The analysis performed and the subsequent conclusions derived offer significant insights into the complex interplay between different project inputs and anticipated costs, thus making a substantial contribution to the discipline of construction project management. The process of identifying crucial factors that impact project costs and offering suggestions for techniques to optimize costs enhances the abilities of project managers and stakeholders to improve cost management practices, enhance project performance, and successfully achieve cost optimization objectives.

Conclusion

PSO and Machine Learning were used in this research to reduce construction project management costs and create predictive models. Our study aims to improve construction project results by improving cost estimate accuracy, identifying significant cost variables, and exploring cost optimization measures. Linear Regression, Decision Trees, Support Vector Machines (SVM), Gradient Boosting, Random forests, K-Nearest Neighbors (KNN), and CNN Regression were tested for project cost prediction accuracy. MSE, RMSE, MAE, and R-squared were used to assess model correctness and consistency. Our Voting regression ensemble outperformed individual algorithms in predicting accuracy. The ensemble model had higher R2 values and lower MSE, RMSE, and MAE, implying better cost prediction.
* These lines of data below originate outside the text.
PR #133, opened 2021-07-14
Bugfix Mastercard exemption values

ct-clearhaus:
The names are:

DE48: Additional Data
DE48SE22: Multi-Purpose Merchant Indicator
DE48SE22SF01: Low-Risk Merchant Indicator

However, I think these are of no value in the documentation, so I decided to leave it out; at least it's better than indicate a naming that is wrong.

Courtesy of @absrd 🙇‍♂️


AlexanderIversen (commented):
LGTM

PR #135, opened 2021-09-10
Clarify necessity of COF=store before MIT

ct-clearhaus:
I *think* this is a clarification, and I *think* it's clear enough, but please be liberal with critics and suggestions 🙂

### DIFF
--- a/source/index.html.md
+++ b/source/index.html.md
@@ -598,7 +598,7 @@ Exactly one payment method must be used.
     This is regardless of whether a stored payment credential is being used.
     <br />
     For compliance reasons there should be a previous approved transaction (for
-    the combination of cardholder and merchant) where
+    the combination of card and merchant) where
     <code>credential_on_file=store</code> before <code>initiator</code> may be
     <code>merchant</code>.
     <br />
--- a/source/index.html.md
+++ b/source/index.html.md
@@ -598,8 +598,9 @@ Exactly one payment method must be used.
     This is regardless of whether a stored payment credential is being used.
     <br />
     For compliance reasons there should be a previous approved transaction (for
-    the cardholder and the merchant) marked with <code>storing</code> before
-    <code>initiator</code> may be <code>merchant</code>.
+    the combination of cardholder and merchant) where
+    <code>credential_on_file=store</code> before <code>initiator</code> may be
+    <code>merchant</code>.
     <br />
     Default:
     <ul>


ct-clearhaus:
For reference: https://clearhaus.slack.com/archives/CT5ETNF33/p1631197619005400

source/index.html.md
```diff
@@ -598,8 +598,9 @@ Exactly one payment method must be used.
     This is regardless of whether a stored payment credential is being used.
     <br />
     For compliance reasons there should be a previous approved transaction (for
-    the cardholder and the merchant) marked with <code>storing</code> before
-    <code>initiator</code> may be <code>merchant</code>.
+    the combination of cardholder and merchant) where
```
mt-clearhaus, line 601:
```suggestion
    the combination of card and merchant) where
```

Strictly speaking, it's the card, not the cardholder, because a cardholder might have more than a single card :man_shrugging: Perhaps we could or should write PAN instead, but I leans towards just card.

Other than that I think the clarification makes sense and is clear.

mt-clearhaus:
When we're around here anyway, let me highlight the following sentence:

> An authorization is initiated by the cardholder if the cardholder decided the transaction should be created.

Can we make this less vague? In my view, subsequent-in-series recurring authorizations for e.g. a magazine subscription is also something that the the cardholder decided to "order" when he/she signed up in the first place. And we don't mean that here, because those subsequent-in-series authorizations are MITs. Perhaps "cardholder decided" ought to somehow be replaced with "cardholder present", however, preferably something else I think, as "cardholder present" has very specific meanings with schemes and might be more POS than ecommerce.

ct-clearhaus:
> Can we make this less vague?

Uhm, I guess this is more or less stolen from Visa and Mastercard which says, respectively:

> Visa "Improving Authorization Management for Transactions with Stored Credentials", section "Stored Credential Terminology", p. 6:
> Cardholder-initiated Transaction (CIT): A cardholder-initiated transaction is any transaction where the cardholder is actively participating in the transaction. This can be either at a terminal in-store or through a checkout experience online, or with a stored credential.

> Mastercard Authentication Guide for Europe, v 1.2, p. 43:
> Merchant-Initiated Transactions are payments initiated by the Merchant without the interaction of the payer. They are characterized by a lack of involvement of the payer in triggering each individual payment.

I'm not quite sure how to tighten the wording.

mt-clearhaus:
Aah, I see :+1:  What we have isn't that bad then. However, perhaps a tiny improvement could be to replace "decided the transaction should be created" with "is actively participating in the transaction"? Well, it _is_ tiny, and it's not really in scope for this PR :man_shrugging: Feel free to merge without further ado.

mt-clearhaus (approved):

Feature selection approaches also showed important criteria that affected project funding. Project managers may better allocate resources and save costs by recognizing these aspects. Construction cost reduction using Particle Swarm Optimization (PSO) is unique. PSO was used to improve predictive model cost projections, improving accuracy and alignment with actual project costs. Optimization identified the most economically efficient project variable arrangement, offering significant insights for future cost reduction measures. In conclusion, predictive modeling using Particle Swarm Optimization and other Machine Learning methods may reduce construction project costs. Project managers may improve cost predictions, identify cost drivers, and optimize costs by incorporating the above strategies. These findings might improve construction project performance, resource allocation, and decision-making. To apply our results to other building projects, further research and validation are needed. Market dynamics, economic situations, and new variables may improve cost estimations and optimization tactics.